Hill and Wang, which has published a number of non-fiction graphic novels explaining among other things The United States Constitution and the 9/11 Report, will publish Health Care Reform, an explanation of the recently passed Health Care bill by one of the plan’s chief architects, MIT economics professor Jonathan Gruber. Gruber’s book, which is tentatively titled, Health Care Reform, is slated for publication later this year.
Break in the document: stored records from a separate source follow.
PR #8453, opened 2019-05-01
[BEAM-6985] TypeHints Py3 Error: Native type compatibility tests fail on Python 3.7+ Updates

NikeNano:
These changes are related to the difference in the typing module. In short the issubclass  is removed for typing after python 3.5 and thus this needs to be handled. For more information about the difference and change in typing see:

- https://stackoverflow.com/questions/42027923/mypy-differences-in-isinstance-and-issubclass-from-python-3-5-to-3-6-in-paramete

- https://github.com/python/typing/issues/136

In order to accomplish the same behaviour as issubclass did for beam, python2 in python3  the attribute .\_\_origon\_\_ is used for some of the data structures, see below. Using .\_\_origin\_\_  result in that both parent and derived is evaluated as subclass of each other. To solve this the attribute .\_\_args\_\_ is used,  _\_args\_\_ gives the arguments of the typing object. For further information see:
https://stackoverflow.com/questions/48572831/how-to-access-the-type-arguments-of-typing-generic

The comparison is splited in the following cases:

- evaluation of typing.[Dict,List,Set,Tuple], there are some special handling of Namedtuples(which is based upon the original code). The evaluation for these types are done using .\_\_orign\_\_ in order to also check the parent vs derived the attribute .\_\_args\_\_ are used to check for arguments
- union evaluation of typing.Union, this case is different in the sense that typing.Union.\_\_origin\_\_ result in attribute error. However for example typing.Union[int, typing.List[int]].\_\_origin\_\_ gives typing.Union therefore the comparison is: derived.__origin__ is parent 
- any is compared using type

------------------------

--- | --- | --- | --- | ---


NikeNano:
R: @RobbeSneyders

I saw that some of the commits where not done with the correct naming, hope that is still ok. Happy for all feedback to improve upon my contributions to Beam :)

NikeNano:
I will check and fix the formatting later this evening (CET) :)

NikeNano:
All test running now :)

NikeNano:
@aaltay, @tvalentyn saw that I should you guys as well in it. According to https://beam.apache.org/roadmap/python-sdk/#python-3-support

tvalentyn:
Thanks a lot @NikeNano , I just noticed that you were working on https://issues.apache.org/jira/browse/BEAM-6985. I'll take a look at the PR, stay tuned.

NikeNano:
Ahh missed the naming with one in the PR, should I change it to 6985?

tvalentyn:
Sure, that wouldn't hurt and is a few clicks in the UI :-)

NikeNano:
Made some testa on apache_beam.typehints.typed_pipeline_test.NativeTypesTest and seams like this patch might solve the problems related to [BEAM-6987].

sdks/python/apache_beam/typehints/native_type_compatibility.py
```diff
@@ -84,19 +84,38 @@ def _safe_issubclass(derived, parent):
     issubclass(derived, parent), or False if a TypeError was raised.
   """
   try:
-    return issubclass(derived, parent)
+    if type(derived) == typing._GenericAlias:
```
tvalentyn: You could consider following to reduce the nesting in try-catch.
```
  try:
    if hasattr(typing, '_GenericAlias') && (type(derived) == typing._GenericAlias):
      # Python 3.7+
      out = issubclass(derived.__origin__, parent.__origin__)
    else:
      out = issubclass(derived, parent)
    return out
  except TypeError:
    return False
```

tvalentyn: Do we also need to compare `issubclass(derived.__origin__, parent)`?

Also how about we add targeted unit tests just for `_safe_issublass`?

sdks/python/apache_beam/typehints/native_type_compatibility.py
```diff
@@ -84,19 +84,38 @@ def _safe_issubclass(derived, parent):
...
+      return out
+    except TypeError:
+      return False
 
 
 def _match_issubclass(match_against):
   return lambda user_type: _safe_issubclass(user_type, match_against)
 
 
+def _matcher_(derived, parent):
```
tvalentyn: Let's make it a nested function inside _match_same_type:

```
def _match_same_type(match_against):
  def matcher(user_type):
      # Compare user_type and match_against here
  
  return lambda user_type: match(user_type)
```

sdks/python/apache_beam/typehints/native_type_compatibility.py
```diff
@@ -84,19 +84,38 @@ def _safe_issubclass(derived, parent):
...
+  """ Follow structure of _safe_issubclass
+  but uses __orign__ due to updates in typing package of python3"""
+  try:
+    return derived.__origin__ is parent
```
tvalentyn: Do we by  chance need to compare all combinations here?

e.g. type1 is type2 or type1.__origin__ is type2 or type1 is type2.__origin__?

sdks/python/apache_beam/typehints/native_type_compatibility.py
NikeNano: Sounds good!

sdks/python/apache_beam/typehints/native_type_compatibility.py
NikeNano: Sounds good, will also add tests tomorrow morning.

sdks/python/apache_beam/typehints/native_type_compatibility.py
NikeNano: Hmm don't know if that is needed. Will do some tests and try it.

tvalentyn:
Thanks, @NikeNano , please ping this PR once it's ready for review. You can say "PTAL"=please take another look or something like that.

sdks/python/apache_beam/typehints/native_type_compatibility.py
NikeNano: I have added the test. I don't think we need to add the reversed order. Partly since the test cases works great and I believe they have good coverage. Second I think the order has a purpose, we only want to match if the derived (class) is a subclass of the parent(classinfo).  See: https://docs.python.org/3/library/functions.html#issubclass. 

Let me know if you disagree and I will update :)

sdks/python/apache_beam/typehints/native_type_compatibility.py
NikeNano: Same as above, but would be great if you could elaborate on why you think it might be needed? Maybe I am missing something.

sdks/python/apache_beam/typehints/native_type_compatibility_test.py
```diff
@@ -103,6 +103,31 @@ def test_convert_to_beam_types(self):
         native_type_compatibility.convert_to_beam_types(typing_types),
         beam_types)
 
+  def test_is_sub_class(self):
+    self.assertTrue(native_type_compatibility._safe_issubclass(\
```
tvalentyn: We don't need '\' at the end of the line, since there is a parenthesis. I think you'd need two extra spaces on the next line to avoid lint complaints.
Also, some of these scenarios failed - see PreCommit tests Details page at the end of the PR.
You can also run individual tests via:
```
python ./setup.py test -s apache_beam.typehints.native_type_compatibility_test
```

sdks/python/apache_beam/typehints/native_type_compatibility_test.py
```diff
@@ -37,10 +37,10 @@ class _TestClass(object):
   pass
 
 
-@unittest.skipIf(sys.version_info >= (3, 7, 0) and
-                 os.environ.get('RUN_SKIPPED_PY3_TESTS') != '1',
-                 'This test still needs to be fixed on Python 3.7. '
-                 'See BEAM-6985')
+#@unittest.skipIf(sys.version_info >= (3, 7, 0) and
```
tvalentyn: We can just remove these lines.

sdks/python/apache_beam/typehints/native_type_compatibility_test.py
NikeNano: Working on it atm :), thanks for the tips 👍

sdks/python/apache_beam/typehints/native_type_compatibility_test.py
NikeNano: Will do!

NikeNano:
R: @tvalentyn @RobbeSneyders @aaltay   PTAL

sdks/python/apache_beam/typehints/native_type_compatibility.py
```diff
@@ -84,7 +84,13 @@ def _safe_issubclass(derived, parent):
     issubclass(derived, parent), or False if a TypeError was raised.
   """
   try:
-    return issubclass(derived, parent)
+    if hasattr(typing, '_GenericAlias') and \
+      (type(derived) == typing._GenericAlias):
```
cclauss: Could we please use parens to avoid adding a backslash (see PEP8P)?
```python
    if (hasattr(typing, '_GenericAlias') and
        type(derived) == typing._GenericAlias):
```
One whitespace character to the right of the backslash and the script breaks on a change that is invisible to the reader.

sdks/python/apache_beam/typehints/native_type_compatibility_test.py
```diff
@@ -103,6 +98,64 @@ def test_convert_to_beam_types(self):
...
+    self.assertTrue(native_type_compatibility._safe_issubclass(
+        parent=typing.Dict,
+        derived=typing.Dict[bytes, int]))
+    self.assertFalse(native_type_compatibility._safe_issubclass(
+        parent=typing.List,
+        derived=typing.Dict[bytes, int]))
+    self.assertTrue(native_type_compatibility._safe_issubclass(
+        parent=typing.List,
+        derived=typing.List[bytes]))
+    self.assertFalse(native_type_compatibility._safe_issubclass(
```
tvalentyn: This is a duplicate of line 105.
Also, it is sufficient to focus on different classes of usecases for the function. 
For example between
```
    self.assertTrue(native_type_compatibility._safe_issubclass(
        parent=typing.Set,
        derived=typing.Set[int]))
```
and
```
    self.assertTrue(native_type_compatibility._safe_issubclass(
        parent=typing.Tuple,
        derived=typing.Tuple[int]))
```
I would keep only one scenario.

sdks/python/apache_beam/typehints/native_type_compatibility_test.py
```diff
@@ -103,6 +98,64 @@ def test_convert_to_beam_types(self):
...
+        parent=typing.List,
+        derived=typing.Set[float]))
+    self.assertTrue(native_type_compatibility._safe_issubclass(
+        parent=typing.Tuple,
+        derived=typing.Tuple[int]))
+    self.assertFalse(native_type_compatibility._safe_issubclass(
+        parent=typing.List,
+        derived=typing.Tuple[bytes]))
+
+  @unittest.skipIf(sys.version_info >= (2, 7, 0),
```
tvalentyn: Why is this a correct behavior for this function to return different results on Py2 and Py3?

sdks/python/apache_beam/typehints/native_type_compatibility_test.py
```diff
@@ -103,6 +98,64 @@ def test_convert_to_beam_types(self):
...
+        parent=typing.List[bytes],
+        derived=typing.List))
+    self.assertTrue(native_type_compatibility._safe_issubclass(
+        parent=typing.Set[int],
+        derived=typing.Set))
+    self.assertTrue(native_type_compatibility._safe_issubclass(
+        parent=typing.Tuple[int],
+        derived=typing.Tuple))
+
+  @unittest.skipIf(sys.version_info.major != '3',
```
tvalentyn: It is  discouraged to compare to exact "3" version, as one day there may be Python 4, see also: https://docs.python.org/3/howto/pyporting.html#use-feature-detection-instead-of-version-detection

```if sys.version_info.major < 3 will be better```

File: sdks/python/apache_beam/typehints/native_type_compatibility_test.py (hunk 7 above)
Comment (NikeNano) [reply sdks/python/apache_beam/typehints/native_type_compatibility_test.py]: True, removed the duplicate

File: sdks/python/apache_beam/typehints/native_type_compatibility_test.py (hunk 8 above)
Comment (NikeNano) [reply sdks/python/apache_beam/typehints/native_type_compatibility_test.py]: To be honest I don't know if it is an advantage or not. I realised there was a difference and made the test to point it out. Maybe I also should have pointed it out more clearly in the PR as well. Based upon your comment I assume that we want to keep the Py2 behaviour and will investigate further if I can achieve that with minimal changes.

Comment (tvalentyn) [reply sdks/python/apache_beam/typehints/native_type_compatibility_test.py]: I looked a little closer into the code of native_type_compatibility module.

The high-level goal of this change is to make sure that the correspondence between `typing` types and `apache_beam.typehints` types, defined by `convert_to_beam_type`, is established in the same way across all versions of Python. 

`test_convert_to_beam_type` should help us ensure this. As long as this test has sufficient coverage, we don't need to test all the helpers.  

`_is_subclass` is a helper function, and it's parent argument is one of typing.{Dict,List,Set}, so we can remove `_is_sublcass_order` test cases, which pass subscripted types, e.g. List[int].

There are several interesting differences in how following expressions are evaluated  different Py3.6 / Py3.7 versions, and there may be more differences in other Python versions.

```
type(typing.Any)
type(typing.Dict)
type(typing.List)
type(typing.Set)
type(typing.Tuple)
type(typing.Union)

type(typing.Any)
type(typing.Dict[int])
type(typing.List[int])
type(typing.Set[int])
type(typing.Tuple[int])
type(typing.Union[int,str])

typing.Dict[int].__origin__
typing.List[int].__origin__
typing.Set[int].__origin__
typing.Tuple[int].__origin__
typing.Union[int,str].__origin__

typing.Any.__origin__
typing.Dict.__origin__
typing.List.__origin__
typing.Set.__origin__
typing.Tuple.__origin__
typing.Union.__origin__
```
Taking these differences into account, we need to make sure that whatever comparisons we are doing in `_match_same_type` and `_is_subclass` make sense, and we not just making a change that makes a test pass. A reader unfamiliar with this code should also be able to understand the details of implementation. 

Looking at the evaluation of expressions above, I think we will be better off if we replace `_match_same_type` into separate `_match_union` and `_match_any` helpers.

**Comment by tvalentyn** [comment]
Also cc: udim@ who is working on improving type-checking in Beam.

**Comment by tvalentyn** [comment]
Also cc'ing: udim@ who is working on improving type-checking in Beam.

File: sdks/python/apache_beam/typehints/native_type_compatibility_test.py (hunk 8 above)
Comment (NikeNano) [reply sdks/python/apache_beam/typehints/native_type_compatibility_test.py]: Yes, But what comparison makes sense. Would be like the comparison to go both ways or one way? I will remove the helper tests and split it.

File: sdks/python/apache_beam/typehints/native_type_compatibility.py [hunk 10]
```diff
@@ -95,8 +101,15 @@ def _match_issubclass(match_against):
 
 def _match_same_type(match_against):
   # For Union types. They can't be compared with isinstance either, so we
-  # have to compare their types directly.
-  return lambda user_type: type(user_type) == type(match_against)
+  # Have to compare their types directly.
```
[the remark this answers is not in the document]
NikeNano: Makes sens will update

sdks/python/apache_beam/typehints/native_type_compatibility.py
```diff
@@ -95,8 +101,15 @@ def _match_issubclass(match_against):
...
+
+  def matcher(derived, parent):
+    try:
+      return derived.__origin__ is parent
```
udim: Is there a unit test for this? I'm wondering why this code is not:
```suggestion
      return derived.__origin__ is parent.__origin__
```

sdks/python/apache_beam/typehints/native_type_compatibility_test.py
udim: Not that this test is always skipped because `major` is an int.

sdks/python/apache_beam/typehints/native_type_compatibility_test.py
```diff
@@ -103,6 +98,64 @@ def test_convert_to_beam_types(self):
...
+    self.assertTrue(native_type_compatibility._safe_issubclass(
+        parent=typing.Tuple,
+        derived=typing.Tuple[int]))
+    self.assertFalse(native_type_compatibility._safe_issubclass(
+        parent=typing.List,
+        derived=typing.Tuple[bytes]))
+
+  @unittest.skipIf(sys.version_info >= (2, 7, 0),
+                   'Order dosent matter in python 3')
+  def test_is_sub_class_order(self):
```
udim: This test never runs because there's an identically named test below it.

sdks/python/apache_beam/typehints/native_type_compatibility_test.py
tvalentyn: > But what comparison makes sense
It would help if you can make a recommendation, and explain why particular comparisons need to be made and why they make sense. It is sometimes easy to make a change to silence the test, but it should also be clear why a particular change is the right thing to do.

NikeNano:
PTLA @tvalentyn I have added a test for the ordering to make sure the behaviour is the same for python2 vs python3.

NikeNano:
> Thanks, @NikeNano. #8590 expands on this change. Would you be ok to keep the discussion on what needs to happen in that PR? We probably don't need two changes.

Sure!

tvalentyn:
@NikeNano should we close this PR since #8590 is merged?

NikeNano:
> @NikeNano should we close this PR since #8590 is merged?

Yes :)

Gruber, who also helped craft Mitt Romney’s Health Care Plan for Massachusetts, told the Boston Herald, “I’m going to use the facts to tell the story.” When first approached by Hill and Wang Editor Thomas LeBien, Gruber was reluctant to attempt to translate the 2,400-page bill into the graphic novel format, but his family convinced him otherwise. “I just wasn’t sure this would be useful enough. Then my wife and kids said, ‘You’re crazy. You’ve got to do this.' So I decided to give it a shot. My family made me realize that there is such a misunderstanding of the bill and that it’s important to explain why we need this, and what it does. I’ve found that when people understand it, they like it.”
But Hill and Wang is hardly the only publisher exploiting the comics medium’s inherent ability to educate and clarify. Round Table Press has published a number of business-related graphic novels under its Smarter Comics imprint including an explication of Chris Anderson’s The Long Tail, which is illustrated by Shane Clester. Anderson’s book, which expands on a 2004 article in Wired, demonstrates how commerce in the Internet Age affords considerable opportunities for dealing with niche products as well as with mainstream hits. Anderson shows how Amazon with its huge list of available titles generates business from titles that few if any bookstores carry, and how Netflix was able to out-compete Blockbuster by providing customers with access to a much wider range of DVDs.